Inovação é, hoje, um dos mantras do mundo dos negócios. Um sem-número de livros de administração apontam-na como uma das características essenciais para o sucesso no século 21. O raciocínio é que, para se distinguir num mercado cada vez mais competitivo, as empresas têm de obter avanços na produtividade, em geral decorrentes de uma nova forma de fazer as coisas -- seja um modo mais eficiente de aproveitar os recursos, seja a entrada em um mercado diferente ou a aposta num produto extraordinário.
Trata-se de um dos principais paradoxos da gestão: para tornar-se estável e perene, uma organização deve constantemente promover a mudança. Pode ser uma grande guinada, como a que transformou a IBM de fabricante de computadores de grande porte em provedora de soluções de tecnologia da informação. Mas, na maioria das vezes são feitas pequenas mudanças, cujo somatório permite manter-se à frente dos concorrentes.
O que dizer, então, de 170 000 inovações implementadas em seis anos? Essa marca impressionante ajudou a Tupy Fundições a aumentar suas vendas cerca de 17% ao ano e foi um dos motivos que levaram a empresa catarinense a classificar-se em primeiro lugar no Ranking de Empreendedorismo Corporativo, criado pelo Instituto Brasileiro de Intra-Empreendedorismo (Ibie), publicado com exclusividade por EXAME.

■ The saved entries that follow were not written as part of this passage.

Issue #4791, opened 2014-03-05
Craters should be removed when placing a building or deploying an MCV on top of it.


VVheat:
Right now, after the building is sold, or the MCV unpacked, the crater is still there.

This would let players undo the damage they did to the map.

evgeniysergeev:
Any news on this issue?
This video illustrate issue: https://streamable.com/t945

yaaaaa:
Евгений, мод dune2? где можно последить за прогрессом?

evgeniysergeev:
#11207 will helps to clean the ground.

PR #11207, opened 2016-04-30
add RemoveSmudge function

evgeniysergeev:
Allow not only Add smudges in SmudgeLayer but remove them too. This need to clean craters then put new concrete on rocks with craters or on concrete with craters.

Closes https://github.com/OpenRA/OpenRA/issues/4791.

### DIFF
--- a/OpenRA.Mods.Common/Traits/Buildings/Building.cs
+++ b/OpenRA.Mods.Common/Traits/Buildings/Building.cs
@@ -34,6 +34,12 @@ namespace OpenRA.Mods.Common.Traits
 		public readonly CVec Dimensions = new CVec(1, 1);
 		public readonly bool RequiresBaseProvider = false;
 		public readonly bool AllowInvalidPlacement = false;
+		[Desc("Clear smudges from underneath the building footprint.")]
+		public readonly bool RemoveSmudgesOnBuild = true;
+		[Desc("Clear smudges from underneath the building footprint on sell.")]
+		public readonly bool RemoveSmudgesOnSell = true;
+		[Desc("Clear smudges from underneath the building footprint on transform.")]
+		public readonly bool RemoveSmudgesOnTransform = true;
 
 		public readonly string[] BuildSounds = { "placbldg.aud", "build5.aud" };
 		public readonly string[] UndeploySounds = { "cashturn.aud" };
@@ -185,6 +191,9 @@ namespace OpenRA.Mods.Common.Traits
 
 		public virtual void AddedToWorld(Actor self)
 		{
+			if (Info.RemoveSmudgesOnBuild)
+				RemoveSmudges();
+
 			self.World.ActorMap.AddInfluence(self, this);
 			self.World.ActorMap.AddPosition(self, this);
 
@@ -215,6 +224,9 @@ namespace OpenRA.Mods.Common.Traits
 
 		public void Selling(Actor self)
 		{
+			if (Info.RemoveSmudgesOnSell)
+				RemoveSmudges();
+
 			BuildComplete = false;
 		}
 
@@ -222,11 +234,23 @@ namespace OpenRA.Mods.Common.Traits
 
 		public void BeforeTransform(Actor self)
 		{
+			if (Info.RemoveSmudgesOnTransform)
+				RemoveSmudges();
+
 			foreach (var s in Info.UndeploySounds)
 				Game.Sound.PlayToPlayer(self.Owner, s, self.CenterPosition);
 		}
 
 		public void OnTransform(Actor self) { }
 		public void AfterTransform(Actor self) { }
+
+		public void RemoveSmudges()
+		{
+			var smudgeLayers = self.World.WorldActor.TraitsImplementing<SmudgeLayer>();
+
+			foreach (var smudgeLayer in smudgeLayers)
+				foreach (var footprintTile in FootprintUtils.Tiles(self))
+					smudgeLayer.RemoveSmudge(footprintTile);
+		}
 	}
 }
--- a/OpenRA.Mods.Common/Traits/World/SmudgeLayer.cs
+++ b/OpenRA.Mods.Common/Traits/World/SmudgeLayer.cs
@@ -142,7 +142,7 @@ namespace OpenRA.Mods.Common.Traits
 			if (Game.CosmeticRandom.Next(0, 100) <= Info.SmokePercentage)
 				world.AddFrameEndTask(w => w.Add(new SpriteEffect(world.Map.CenterOfCell(loc), w, Info.SmokeType, Info.SmokeSequence, Info.SmokePalette)));
 
-			if (!dirty.ContainsKey(loc) && !tiles.ContainsKey(loc))
+			if ((!dirty.ContainsKey(loc) || dirty[loc].Sprite == null) && !tiles.ContainsKey(loc))
 			{
 				// No smudge; create a new one
 				var st = smudges.Keys.Random(world.SharedRandom);
@@ -163,6 +163,22 @@ namespace OpenRA.Mods.Common.Traits
 			}
 		}
 
+		public void RemoveSmudge(CPos loc)
+		{
+			if (dirty.ContainsKey(loc))
+			{
+				var tile = dirty[loc];
+				tile.Depth = 0;
+				tile.Sprite = null;
+				dirty[loc] = tile;
+			}
+			else
+			{
+				var st = smudges.Keys.Random(world.SharedRandom);
+				dirty[loc] = new Smudge { Type = st, Depth = 0, Sprite = null };
+			}
+		}
+
 		public void TickRender(WorldRenderer wr, Actor self)
 		{
 			var remove = new List<CPos>();
@@ -170,7 +186,10 @@ namespace OpenRA.Mods.Common.Traits
 			{
 				if (!self.World.FogObscures(kv.Key))
 				{
-					tiles[kv.Key] = kv.Value;
+					if (kv.Value.Sprite == null)
+						tiles.Remove(kv.Key);
+					else
+						tiles[kv.Key] = kv.Value;
 					render.Update(kv.Key, kv.Value.Sprite);
 
 					remove.Add(kv.Key);
--- a/mods/d2k/tilesets/arrakis.yaml
+++ b/mods/d2k/tilesets/arrakis.yaml
@@ -19,6 +19,7 @@ Terrain:
 	TerrainType@Concrete:
 		Type: Concrete
 		TargetTypes: Ground
+		AcceptsSmudgeType: RockCrater
 		Color: E8C498
 	TerrainType@Dune:
 		Type: Dune


OpenRA.Mods.Common/Traits/World/SmudgeLayer.cs
```diff
@@ -163,18 +163,36 @@ public void AddSmudge(CPos loc)
...
+		public void RemoveSmudge(CPos loc)
+		{
+			if (dirty.ContainsKey(loc))
+			{
+				var tile = dirty[loc];
+				tile.Sprite = null;
+				dirty[loc] = tile;
+			} else {
+				var st = smudges.Keys.Random(world.SharedRandom);
+				dirty[loc] = new Smudge { Type = st, Depth = 0, Sprite = null };
```
pchote: Why is this creating a random empty smudge?

evgeniysergeev: using null sprite as indicator to update render in this point and remove this null sprite in TickRender function

GraionDilach:
Could this be used at D2k concrete? I assume this only adds the function as-is, but does not trigger it.

evgeniysergeev:
Usage example: 
[D2ClearTerrain.cs.zip](https://github.com/OpenRA/OpenRA/files/243969/D2ClearTerrain.cs.zip)

evgeniysergeev:
added RemoveSmudges trait in common mod and use it in d2k for concrete slabs.

OpenRA.Mods.Common/Traits/World/SmudgeLayer.cs
```diff
@@ -163,14 +163,29 @@ public void AddSmudge(CPos loc)
...
 		}
 
+		public void RemoveSmudge(CPos loc)
+		{
+			if (dirty.ContainsKey(loc))
+			{
+				var tile = dirty[loc];
+				tile.Sprite = null;
+				dirty[loc] = tile;
+			} else {
```
abcdefg30: Please move the `else` onto a new line and drop the braces:
```
}
else
	dirty[loc] = new Smudge { Type = "", Depth = 0, Sprite = null };
```

OpenRA.Mods.Common/Traits/World/SmudgeLayer.cs
```diff
@@ -163,14 +163,29 @@ public void AddSmudge(CPos loc)
...
+				dirty[loc] = new Smudge { Type = "", Depth = 0, Sprite = null };
```
pchote: I think you will need to set a valid Type here (so the original random would have been fine), otherwise you will cause a crash if something else calls AddSmudge on the same cell before the dirty cells are resolved.

OpenRA.Mods.Common/Traits/Buildings/RemoveSmudges.cs
```diff
@@ -0,0 +1,53 @@
...
+#endregion
+
+using System.Collections.Generic;
+using System.Linq;
+using OpenRA.Mods.Common.Traits;
+using OpenRA.Traits;
+
+namespace OpenRA.Mods.Common.Traits
+{
+	public class RemoveSmudgesInfo : ITraitInfo, Requires<BuildingInfo>
```
pchote: I suspect this would be better done via a flag on `BuildingInfo`, so that you can reuse the footprint defined there.

pchote: You could then enable the flag by default to fix #4791.

mods/d2k/rules/world.yaml
```diff
@@ -83,6 +83,10 @@ World:
 		Type: RockCrater
 		Sequence: rockcraters
 		SmokePercentage: 0
+	SmudgeLayer@Concrete:
+		Type: ConcreteCrater
+		Sequence: rockcraters
```
pchote: This uses the same artwork as the rock craters, so why does it need a new layer?

evgeniysergeev: fixed

OpenRA.Mods.Common/Traits/World/SmudgeLayer.cs
evgeniysergeev: restored

OpenRA.Mods.Common/Traits/World/SmudgeLayer.cs
evgeniysergeev: restored

OpenRA.Mods.Common/Traits/World/SmudgeLayer.cs
penev92: Please move then to separate lines:
```
}
else
{
```
like we do everywhere else.

OpenRA.Mods.Common/Traits/Buildings/Building.cs
```diff
@@ -34,6 +34,10 @@ public class BuildingInfo : ITraitInfo, IOccupySpaceInfo, IPlaceBuildingDecorati
 		public readonly CVec Dimensions = new CVec(1, 1);
 		public readonly bool RequiresBaseProvider = false;
 		public readonly bool AllowInvalidPlacement = false;
+		[Desc("clear smudges before add building")]
+		public readonly bool RemoveSmudgesOnBuild = true;
+		[Desc("clear smudges when selling")]
+		public readonly bool RemoveSmudgesOnSell = true;
```
pchote: What's the use case for this?

If we keep it, then it should apply on Selling instead of Sold (otherwise you'll see the smudges pop away), and there should be a similar flag for transforming.

OpenRA.Mods.Common/Traits/Buildings/Building.cs
```diff
@@ -34,6 +34,10 @@ public class BuildingInfo : ITraitInfo, IOccupySpaceInfo, IPlaceBuildingDecorati
 		public readonly CVec Dimensions = new CVec(1, 1);
 		public readonly bool RequiresBaseProvider = false;
 		public readonly bool AllowInvalidPlacement = false;
+		[Desc("clear smudges before add building")]
```
pchote: These are sentences, so should start with a capital letter and end with a full stop.  It would also be useful to mention that they apply to the building footprint.

e.g. "Clear smudges from underneath the building footprint."

OpenRA.Mods.Common/Traits/Buildings/Building.cs
```diff
@@ -226,5 +237,19 @@ public void BeforeTransform(Actor self)
 
 		public void OnTransform(Actor self) { }
 		public void AfterTransform(Actor self) { }
+
+		public void RemoveSmudges()
+		{
+			var smudgeLayers = self.World.WorldActor.TraitsImplementing<SmudgeLayer>().ToDictionary(x => x.Info.Type);
```
pchote: You aren't using this as a dictionary, so please keep it as an IEnumerable.

OpenRA.Mods.Common/Traits/Buildings/Building.cs
evgeniysergeev: OnSell added becase of #4791. Not sure is it very useful, but adding that flag is easy so why not

OpenRA.Mods.Common/Traits/World/SmudgeLayer.cs
abcdefg30: Well, we don't need the last brace, as it's a one-line-statement.

OpenRA.Mods.Common/Traits/World/SmudgeLayer.cs
```diff
@@ -163,14 +163,32 @@ public void AddSmudge(CPos loc)
...
+			if (dirty.ContainsKey(loc))
+			{
+				var tile = dirty[loc];
+				tile.Sprite = null;
+				dirty[loc] = tile;
+			}
+			else
+			{
+				var st = smudges.Keys.Random(world.SharedRandom);
+				dirty[loc] = new Smudge { Type = st, Depth = 0, Sprite = null };
```
Phrohdoh: If there isn't a smudge here already why add an invisible one?

evgeniysergeev: to update later this location in TickRender

RoosterDragon: Since you want to clear the smudge either way, this entire method can be simplified to `dirty[loc] = new Smudge();`.

pchote: That would break the case where someone calls `AddSmudge` before the dirty cells are committed.

RoosterDragon: Good point, that kind of sucks.

OpenRA.Mods.Common/Traits/Buildings/Building.cs
```diff
@@ -213,18 +222,35 @@ public void NotifyBuildingComplete(Actor self)
...
+
+		public void RemoveSmudges()
+		{
+			var smudgeLayers = self.World.WorldActor.TraitsImplementing<SmudgeLayer>();
+
+			foreach (var occupiedCell in OccupiedCells())
+			{
+				foreach (var smudgeLayer in smudgeLayers)
+					smudgeLayer.RemoveSmudge(occupiedCell.First);
+			}
```
RoosterDragon: You may wish to switch the two loops here so you only have to enumerate the smudge layers once.

```c#
foreach (var smudgeLayer in smudgeLayers)
    foreach (var occupiedCell in OccupiedCells())
        ...
```

OpenRA.Mods.Common/Traits/World/SmudgeLayer.cs
RoosterDragon: In that case, if a previous smudge exists, should we not blanket overwrite it? (i.e. reset the depth and randomize the type again) otherwise adding a new one will reuse the same type at whatever the old depth was, right?

evgeniysergeev: AddSmudge now generate smudge again if existing smudge have null Sprite

OpenRA.Mods.Common/Traits/Buildings/Building.cs
evgeniysergeev: loops switched. smudgeLayer now topmost loop

Mailaender:

OpenRA.Mods.Common/Traits/World/SmudgeLayer.cs
```diff
@@ -142,7 +142,7 @@ public void AddSmudge(CPos loc)
 			if (Game.CosmeticRandom.Next(0, 100) <= Info.SmokePercentage)
 				world.AddFrameEndTask(w => w.Add(new Smoke(w, world.Map.CenterOfCell(loc), Info.SmokeType, Info.SmokePalette, Info.SmokeSequence)));
 
-			if (!dirty.ContainsKey(loc) && !tiles.ContainsKey(loc))
+			if ((!dirty.ContainsKey(loc) || (dirty[loc].Sprite == null)) && !tiles.ContainsKey(loc))
```
pchote: The `()` around `dirty[loc].Sprite == null` aren't needed here.

OpenRA.Mods.Common/Traits/Buildings/Building.cs
```diff
@@ -213,18 +222,35 @@ public void NotifyBuildingComplete(Actor self)
...
 
 		public void OnTransform(Actor self) { }
 		public void AfterTransform(Actor self) { }
+
+		public void RemoveSmudges()
+		{
+			var smudgeLayers = self.World.WorldActor.TraitsImplementing<SmudgeLayer>();
+
+			foreach (var smudgeLayer in smudgeLayers)
+			{
```
pchote: Minor style nit: these braces aren't needed here.

OpenRA.Mods.Common/Traits/World/SmudgeLayer.cs
pchote: You should be able to simplify this to @RoosterDragon's suggestion now then, right?

abcdefg30:
Isn't https://github.com/OpenRA/OpenRA/pull/11207/files#r63291380 still an open point?

evgeniysergeev:
I think all requested changes made. but tell me if it is not.

GraionDilach:
You should squash the two commits and cleanup the commit messages then.

abcdefg30:
> I think all requested changes made. but tell me if it is not.

You should be able to just use `dirty[loc] = new Smudge();` now [in line 178](https://github.com/OpenRA/OpenRA/pull/11207/files#diff-288b404a7eb1501ffc0c6919729361a3R178) as suggested in
https://github.com/OpenRA/OpenRA/pull/11207#discussion_r62227568.

evgeniysergeev:
> You should be able to just use dirty[loc] = new Smudge(); now in line 178 as suggested in
> #11207 (comment).

What if dirty contain null sprite, but tiles contain some Sprite at location loc. Then ‘if’ in line 178 goes to ‘else’ statement but dirty[loc].st at this point is zero. I think dirty[loc].st should be always valid value, even if Sprite is null

evgeniysergeev:
> should squash the two commits and cleanup the commit messages then.

first commit related to ability removing smudges, second uses this ability. Are you sure about squash this different commits ?

RoosterDragon:
I think that's acceptable.

evgeniysergeev:
finally, do I need to modify anything in this pr?

OpenRA.Mods.Common/Traits/Buildings/Building.cs
```diff
@@ -213,18 +222,33 @@ public void NotifyBuildingComplete(Actor self)
...
 
 		public void OnTransform(Actor self) { }
 		public void AfterTransform(Actor self) { }
+
+		public void RemoveSmudges()
+		{
+			var smudgeLayers = self.World.WorldActor.TraitsImplementing<SmudgeLayer>();
+
+			foreach (var smudgeLayer in smudgeLayers)
+				foreach (var occupiedCell in OccupiedCells())
```
pchote: I don't think `OccupiedCells()` is the right thing here.  This excludes building bibs and cells that are part of the building but passable by other units (e.g. the refinery unloading bay).

pchote: You probably want to use `FootprintUtils.Tiles` instead of `FootprintUtils.UnpathableTiles` (indirectly via `OccupiedCells`).

pchote:
Sorry for the delay.  I can't speak for the others, but I've had almost no time spare for OpenRA recently.

OpenRA.Mods.Common/Traits/Buildings/Building.cs
evgeniysergeev: OccupiedCells replaced with FootprintUtils.Tiles

abcdefg30:
https://github.com/OpenRA/OpenRA/pull/11207#discussion_r63291370 still needs to be resolved.

abcdefg30:

yaaaaa:
=)

evgeniysergeev:
done

obrakmann:
:+1:

obrakmann:
[Changelog](https://github.com/OpenRA/OpenRA/wiki/Changelog-(bleed)/_compare/0096f1a3d0c2e9a521754bf769ed6180a3d0afc8)

OpenRA.Mods.Common/Traits/World/SmudgeLayer.cs
```diff
@@ -163,14 +163,33 @@ public void AddSmudge(CPos loc)
...
 			var remove = new List<CPos>();
 			foreach (var kv in dirty)
 			{
 				if (!self.World.FogObscures(kv.Key))
 				{
-					tiles[kv.Key] = kv.Value;
+					if (kv.Value.Sprite == null)
+						tiles.Remove(kv.Key);
+					else
+						tiles[kv.Key] = kv.Value;
```
Mailaender: Isn't this redundant to the code commented above meaning that `render.Update` will already take care as it was dirtied?

Could this be the reason for #11660 because it changes game logic in a render tick and relies on `RenderPlayer` via `FogObscures`?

A pesquisa se baseia no trabalho do consultor americano Gifford Pinchot. Ele cunhou em 1978 o termo "intra-empreendedorismo" (ou empreendedorismo interno), que se refere à capacidade dos funcionários de agir como donos do negócio. Nos últimos 25 anos, Pinchot tem prestado serviço a companhias que são modelos de inovação, como 3M, Apple e AT&T. Entre seus clientes estão metade das 100 maiores empresas dos Estados Unidos. "Sempre houve intra-empreendedores nas companhias", diz Pinchot. "Mas estar alerta para eles ajuda a influenciar a cultura que favorece sua atuação."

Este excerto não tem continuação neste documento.